On Friday 25th May, the Centre Director, Revd Dr Tom Wilson, was one of a number of guests invited to make a short contribution at the iftar held by the Dialogue Society in Leicester's African Caribbean Centre. The theme was "Dialogue, Friendship and Tolerance." The text of his talk is below:

In an essay discussing the way in which Indian civilisation negotiates difference, the scholar Parasher-Sen remarks that, “Nobody can demand for respect or toleration or, aggressively claim it politically. It has to organically grow out of the practical concerns of life and those moral issues that society has collectively inherited.”

To put it another way, the process of learning to live well together is a complex, messy, organic one, which takes time and will involve many false starts or mistakes. Although it should not be characterised as a linear progression, there are notable stages. In this process of learning to live well together, tolerance is more of a foothill than a mountain peak. It is a good place to begin. I understand tolerance to mean, “I have to power to get rid of you, but I will not bother, at least not for the moment. I am content for you to exist.”

If you have tolerance, then you can move forward. You can begin dialogue. By dialogue, I mean a two-way conversation. It may well be carefully choreographed, formally structured. It may well be completely chaotic, with no boundaries or purpose. But as you dialogue, you develop trust. And trust is the basis of friendship.
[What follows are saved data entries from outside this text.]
PR #1121, opened 2021-12-13
feat(types): add `files` object

fncolon:
## Description

`files` commonly used for handling I/O files data in expressjs. `(req.files)`

Capture

### DIFF
--- a/src/base.ts
+++ b/src/base.ts
@@ -11,7 +11,7 @@ export interface Request {
 
 export type Middleware = (req: Request, res: any, next: (err?: any) => void) => void;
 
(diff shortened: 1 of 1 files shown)


gustavohenke (commented):
I suppose it could be allowed for that specific function you tried using (`buildCheckFunction`), but `files` is not standardised, so I'm not too comfortable adding an integration with e.g. multer.

btw @fedeci, it's probably worth for us to think of a guide on how to validate files

fedeci:
@gustavohenke I 100% agree with you.

PR #259, opened 2017-05-06
Do transformation of multi-selection after delta

raphlinus:
Cursor movement after edits is now done automatically by
View::after_edit instead of explicitly as part of the edit. The
patch includes logic to transform a selection by a delta.

Work in progress, as a couple of things are still rough: first,
transpose leaves non-caret selections in a funny state; second,
edits by plugins still set the cursor manually. Also, this commit
doesn't change the behavior of any edit operations to be multi
selection aware, just changes the cursor updating logic.

Progress toward #188


rust/core-lib/src/view.rs
```diff
@@ -449,26 +454,24 @@ impl View {
...
-            } else {
-                self.sel_end = iv.start() + new_len;
-            }
-        }
-        self.sel_start = self.sel_end;
+    /// Updates the view after the text has been modified by the given `delta`.
+    /// This method is responsible for updating the cursors, and also for
+    /// recomputing line wraps.
+    ///
+    /// Return value is a locatio
```
cmyr: location? but feels like the line is truncated

rust/core-lib/src/editor.rs
```diff
@@ -207,13 +206,17 @@ impl<W: Write + Send + 'static> Editor<W> {
...
-    // the logic for merging edits into the same undo group. At call time,
-    // self.this_edit_type should be set appropriately.
-    fn add_delta(&mut self, iv: Interval, new: Rope, new_start: usize, new_end: usize) {
+    /// Applies the delta to the text, and updates undo state.
+    ///
+    /// Records the delta into the CRDT engine so that it can be undone. Also contains
+    /// the logic for merging edits into the same undo group. At call time,
+    /// self.this_edit_type should be set appropriately.
+    ///
+    /// This method can be called multiple times. Note that it does not update
```
cmyr: "may be called multiple times" is a little unclear. Multiple times within an update cycle / rpc call?

raphlinus:
If the only changes are the nits, this is a good candidate for squashing on merge.

rust/core-lib/src/view.rs
```diff
@@ -449,26 +454,24 @@ impl View {
...
-        self.sel_start = self.sel_end;
+    /// Updates the view after the text has been modified by the given `delta`.
+    /// This method is responsible for updating the cursors, and also for
+    /// recomputing line wraps.
+    ///
+    /// Return value is a location of a point that should be scrolled into view.
+    pub fn after_edit(&mut self, text: &Rope, delta: &Delta<RopeInfo>, pristine: bool)
+        -> Option<usize>
+    {
         if self.breaks.is_some() {
```
trishume: `if let Some(breaks) = self.breaks.as_mut()`

and then modify the re-wrap line to use `breaks` instead of an unwrap.

cmyr: will wait for a won't-fix from raph before merging

rust/core-lib/src/view.rs
```diff
@@ -487,3 +490,23 @@ fn clamp(x: usize, min: usize, max: usize) -> usize {
         max
     }
 }
+
+/// Computes a new selection based on applying a delta to the old selection.
+///
+/// When new text is inserted at a caret, the new caret can be either before
+/// or after the inserted text, depending on the `after` parameter.
+// Should this move to Selection itself?
```
rkusa: Moving this into `Selection` itself, would make `selection.rs` less self-contained. However, it kind of feels out of place here, so that I would personally prefer it being in Selection itself.

cmyr:
I'm not going to squash b/c i'd like to keep 2365ca2.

Dialogue begins when we chose to be hospitable to one another, allowing ourselves to be inconvenienced by others in order that all might benefit from our cooperation. The best-case scenario is where each community embeds the religious virtue of hospitality with the civic virtue of presumptive generosity into how relations are conducted, both within the community and between communities.

This might lead to what I would call pro-system behaviour, living well together for the good of all. Pro-system behaviour has three characteristics. First, these groups and individuals will be confident and secure in their own identity. My experience of interfaith engagement suggests that those who are secure and confident in their own identity are most able to encounter and engage with those who are very different from them. They would not engage in coercive or militant behaviour, not making unrealistic demands that others compromise to their worldview, as such behaviour would be detrimental to the system as a whole.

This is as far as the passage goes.